Stored items:
════════════════════
PR #587, opened 2017-05-12
python2 compatibility, part 1

dwlehman:
This gets us to the point where we can run the unit tests under both python2 and python3 (on Fedora 25).

TODO:

- [x] work out a compatible way to run pylint under python2 or python3
- [ ] Makefile changes to run tests and pylint for both python versions
- [ ] rpm spec file changes to build for both python versions
- [ ] handle missing mock module in python2 where it isn't standard

### DIFF
--- a/blivet/populator/helpers/__init__.py
+++ b/blivet/populator/helpers/__init__.py
@@ -1,4 +1,5 @@
 import inspect as _inspect
+import six as _six
 
 from .devicepopulator import DevicePopulator
 from .formatpopulator import FormatPopulator
@@ -49,7 +50,7 @@ def get_device_helper(data):
         The helper lists are sorted according to priorities defined within each
         class. This function returns the first matching class.
     """
-    return next((h for h in _device_helpers if h.match(data)), None)
+    return _six.next((h for h in _device_helpers if h.match(data)), None)
 
 
 def get_format_helper(data, device):
@@ -58,4 +59,4 @@ def get_format_helper(data, device):
         The helper lists are sorted according to priorities defined within each
         class. This function returns the first matching class.
     """
-    return next((h for h in _format_helpers if h.match(data, device=device)), None)
+    return _six.next((h for h in _format_helpers if h.match(data, device=device)), None)
--- a/blivet/threads.py
+++ b/blivet/threads.py
@@ -24,6 +24,7 @@ from threading import RLock, current_thread, main_thread
 from types import FunctionType
 from abc import ABCMeta
 from six import raise_from, wraps
+import functools
 
 from .errors import ThreadError
 from .flags import flags
@@ -33,7 +34,7 @@ blivet_lock = RLock(verbose=flags.debug_threads)
 
 def exclusive(m):
     """ Run a callable while holding the global lock. """
-    @wraps(m)
+    @wraps(m, set(functools.WRAPPER_ASSIGNMENTS) & set(dir(m)))
     def run_with_lock(*args, **kwargs):
         with blivet_lock:
             if current_thread() == main_thread():
--- a/blivet/threads.py
+++ b/blivet/threads.py
@@ -24,6 +24,7 @@ from threading import RLock, current_thread, main_thread
 from functools import wraps
 from types import FunctionType
 from abc import ABCMeta
+from six import raise_from
 
 from .errors import ThreadError
 from .flags import flags
@@ -40,7 +41,7 @@ def exclusive(m):
                 exn_info = get_thread_exception()
                 if exn_info[1]:
                     clear_thread_exception()
-                    raise ThreadError("raising queued exception") from exn_info[1]
+                    raise_from(ThreadError("raising queued exception"), exn_info[1])
 
             return m(*args, **kwargs)
 
--- a/blivet/threads.py
+++ b/blivet/threads.py
@@ -20,16 +20,23 @@
 # Red Hat Author(s): David Lehman <dlehman@redhat.com>
 #
 
-from threading import RLock, current_thread, main_thread
+import threading
 from types import FunctionType
 from abc import ABCMeta
-from six import raise_from, wraps
+from six import raise_from, wraps, PY3
 import functools
 
 from .errors import ThreadError
 from .flags import flags
 
-blivet_lock = RLock(verbose=flags.debug_threads)
+blivet_lock = threading.RLock(verbose=flags.debug_threads)
+
+
+def _is_main_thread():
+    if PY3:
+        return threading.current_thread() == threading.main_thread()
+    else:
+        return threading.currentThread().name == "MainThread"
 
 
 def exclusive(m):
@@ -37,7 +44,7 @@ def exclusive(m):
     @wraps(m, set(functools.WRAPPER_ASSIGNMENTS) & set(dir(m)))
     def run_with_lock(*args, **kwargs):
         with blivet_lock:
-            if current_thread() == main_thread():
+            if _is_main_thread():
                 exn_info = get_thread_exception()
                 if exn_info[1]:
                     clear_thread_exception()
--- a/blivet/threads.py
+++ b/blivet/threads.py
@@ -21,10 +21,9 @@
 #
 
 from threading import RLock, current_thread, main_thread
-from functools import wraps
 from types import FunctionType
 from abc import ABCMeta
-from six import raise_from
+from six import raise_from, wraps
 
 from .errors import ThreadError
 from .flags import flags
--- a/tests/events_test.py
+++ b/tests/events_test.py
@@ -1,6 +1,6 @@
-import test_compat
+import test_compat  # pylint: disable=unused-import
 
-from six.moves.mock import Mock, patch
+from six.moves.mock import Mock, patch  # pylint: disable=no-name-in-module,import-error
 import time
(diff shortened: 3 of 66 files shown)


blivet/threads.py
```diff
@@ -40,7 +41,7 @@ def run_with_lock(*args, **kwargs):
                 exn_info = get_thread_exception()
                 if exn_info[1]:
```
tasleson: py2 it's OK to do `some_exception[N]`, but in py3 you need to do `some_exception.args[N]`, which also works for py2 as well.

blivet/threads.py
```diff
@@ -40,7 +41,7 @@ def run_with_lock(*args, **kwargs):
...
                     clear_thread_exception()
-                    raise ThreadError("raising queued exception") from exn_info[1]
```
tasleson: py2 it's OK to do `some_exception[N]`, but in py3 you need to do `some_exception.args[N]`, which also works for py2 as well.

tests/events_test.py
```diff
@@ -29,6 +30,7 @@ def testEventMask(self):
         device = "sdc"
         action = "add"
         mgr.handle_event(action, device)
+        time.sleep(1)
```
tasleson: Why are these needed for py2 and not for py3?

tasleson:
OK, I did review this, but only focused on the lines that were modified.  Good job keeping the changes for each commit simple.  Additionally I see that the `setup.py` doesn't have a requires section, so I'm guessing it's not utilized heavily for dependency validation, eg. missing `six` there now.

tests/events_test.py
dwlehman: These are not py2-specific. The failure was sporadic, only occurring maybe three times out of 25 or so runs, but it made me aware of the potential for a race.

blivet/threads.py
dwlehman:
```python
def get_thread_exception():
     return (_exception_thread, _thread_exception)
```

tasleson: Ah, never mind :-)

dwlehman:
Latest push fixed pep8 and pylint errors.

tests/test_compat.py
```diff
@@ -0,0 +1,46 @@
+# compat.py
```
vpodzime: ``test_compat.py``

tests/test_compat.py
```diff
@@ -0,0 +1,46 @@
...
+def setup():
+    global has_mock
+    add_move(mock_move)
+
+    try:
+        import six.moves.mock as _mock
+    except ImportError:
+        has_mock = False
+    else:
+        has_mock = True
```
vpodzime: What is ``has_mock`` good for? I take it an import from ``six.moves`` fails with ``ImportError`` if ``mock`` is not available. Isn't that enough?

blivet/threads.py
```diff
@@ -33,7 +34,7 @@
 
 def exclusive(m):
     """ Run a callable while holding the global lock. """
-    @wraps(m)
+    @wraps(m, set(functools.WRAPPER_ASSIGNMENTS) & set(dir(m)))
```
vpodzime: So ``six.wraps()`` does something else than Python 3's ``functools.wraps()``? What's the point of ``six.wraps()`` then?

blivet/populator/helpers/__init__.py
```diff
@@ -1,4 +1,5 @@
 import inspect as _inspect
+import six as _six
```
dwlehman: The goal was to keep the `blivet.populator.helpers` package namespace uncluttered.

tests/test_compat.py
dwlehman: Oops.

tests/test_compat.py
dwlehman: Well, we don't want the `ImportError` to cause the test run to end -- what we want is to adapt by only running the tests that do not require `mock`. Does that seem reasonable?

blivet/threads.py
dwlehman: From https://pythonhosted.org/six/index.html#six.wraps:

> @six.wraps(wrapped, assigned=functools.WRAPPER_ASSIGNMENTS, updated=functools.WRAPPER_UPDATES)
> This is exactly the functools.wraps() decorator, but it sets the __wrapped__ attribute on what it decorates as functools.wraps() does on Python versions after 3.2.

blivet/populator/helpers/__init__.py
vpodzime: Still don't see the point. It only makes difference for ``*`` imports, doesn't it? Maybe we should define ``__all__`` instead?

vpodzime: Still don't see the point. It only makes difference for ``*`` imports, doesn't it? Maybe we should define ``__all__`` instead?

tests/test_compat.py
vpodzime: Yeah, I just find 
```
try:
    import SOMETHING
except ImportError:
    has_something = False
else:
    has_something = True
```
more natural than ``from SOMETHING import has_something`` and then checking the boolean. But I definitely see the point in not doing this over and over again in all the places.

blivet/threads.py
vpodzime: https://docs.python.org/3/library/functools.html#functools.update_wrapper says:

> The optional arguments are tuples to specify which attributes of the original function are assigned directly to the matching attributes on the wrapper function and which attributes of the wrapper function are updated with the corresponding attributes from the original function.

So we want *everything* found in ``m`` to also be set on the wrapped function? This definitely looks like a change beyond just making this python-23 compatible.

dwlehman: The python2 version of wraps apparently doesn't automatically adjust the list of assignments for a method as opposed to a function. My understanding is that this change is a no-op on python3.

blivet/populator/helpers/__init__.py
dwlehman: Yeah, it's probably only relevant for `import *`. At some point I was noticing some junk in the namespaces in blivet from this type of import but, to be honest, I don't remember the exact details.

tests/test_compat.py
dwlehman: The review UI shows so little patch context I didn't realize which code we were discussing here. This is actually not supposed to be part of this pull request (it is not used by anything in it). This was a quick first pass at how to handle to possibility of a missing mock module in a way that requires minimal boilerplate code in the many test modules that use mock. I'll remove it from this PR.

blivet/threads.py
vpodzime: Interesting. I cannot see anything like that mentioned in the documentation. How / from where did you get the idea that something like this is necessary?

This surely is no big deal, I'm okay with this being merged as it is. :)

dwlehman: Before I added the additional arguments I saw errors like this when running under python2:

```
[dlehman@tsuga blivet]$ PYTHONPATH=.:tests:../pykickstart/ python2 -m unittest -v -f devices_test.dependencies_test
  File "/usr/lib64/python2.7/runpy.py", line 174, in _run_module_as_main
    "__main__", fname, loader, pkg_name)
  File "/usr/lib64/python2.7/runpy.py", line 72, in _run_code
    exec code in run_globals
  File "/usr/lib64/python2.7/unittest/__main__.py", line 12, in <module>
    main(module=None)
  File "/usr/lib64/python2.7/unittest/main.py", line 94, in __init__
    self.parseArgs(argv)
  File "/usr/lib64/python2.7/unittest/main.py", line 149, in parseArgs
    self.createTests()
  File "/usr/lib64/python2.7/unittest/main.py", line 158, in createTests
    self.module)
  File "/usr/lib64/python2.7/unittest/loader.py", line 130, in loadTestsFromNames
    suites = [self.loadTestsFromName(name, module) for name in names]
  File "/usr/lib64/python2.7/unittest/loader.py", line 91, in loadTestsFromName
    module = __import__('.'.join(parts_copy))
  File "/home/dlehman/src/blivet/tests/devices_test/dependencies_test.py", line 5, in <module>
    from blivet.deviceaction import ActionCreateDevice
  File "blivet/deviceaction.py", line 28, in <module>
    from .devices import StorageDevice
  File "blivet/devices/__init__.py", line 23, in <module>
    from .device import Device
  File "blivet/devices/device.py", line 37, in <module>
    class Device(util.ObjectID):
  File "/usr/lib/python2.7/site-packages/six.py", line 824, in wrapper
    return metaclass(cls.__name__, cls.__bases__, orig_vars)
  File "blivet/threads.py", line 77, in __new__
    obj = property(fget=exclusive(obj.__get__),
  File "blivet/threads.py", line 45, in exclusive
    @wraps(m)
  File "/usr/lib/python2.7/site-packages/six.py", line 792, in wrapper
    f = functools.wraps(wrapped, assigned, updated)(f)
  File "/usr/lib64/python2.7/functools.py", line 33, in update_wrapper
    setattr(wrapper, attr, getattr(wrapped, attr))
AttributeError: 'method-wrapper' object has no attribute '__module__'
[dlehman@tsuga blivet]$ 
```

dwlehman: (Identical traceback when using `functools.wraps` there, btw.)

vpodzime: I see.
════════════════════
_ACTIVITY_. Gather each line of the records holding the string "where".

_ANSWER TO THIS PROBLEM_.
This gets us to the point where we can run the unit tests under both python2 and python3 (on Fedora 25).
- [ ] handle missing mock module in python2 where it isn't standard
vpodzime: Interesting. I cannot see anything like that mentioned in the documentation. How / from where did you get the idea that something like this is necessary?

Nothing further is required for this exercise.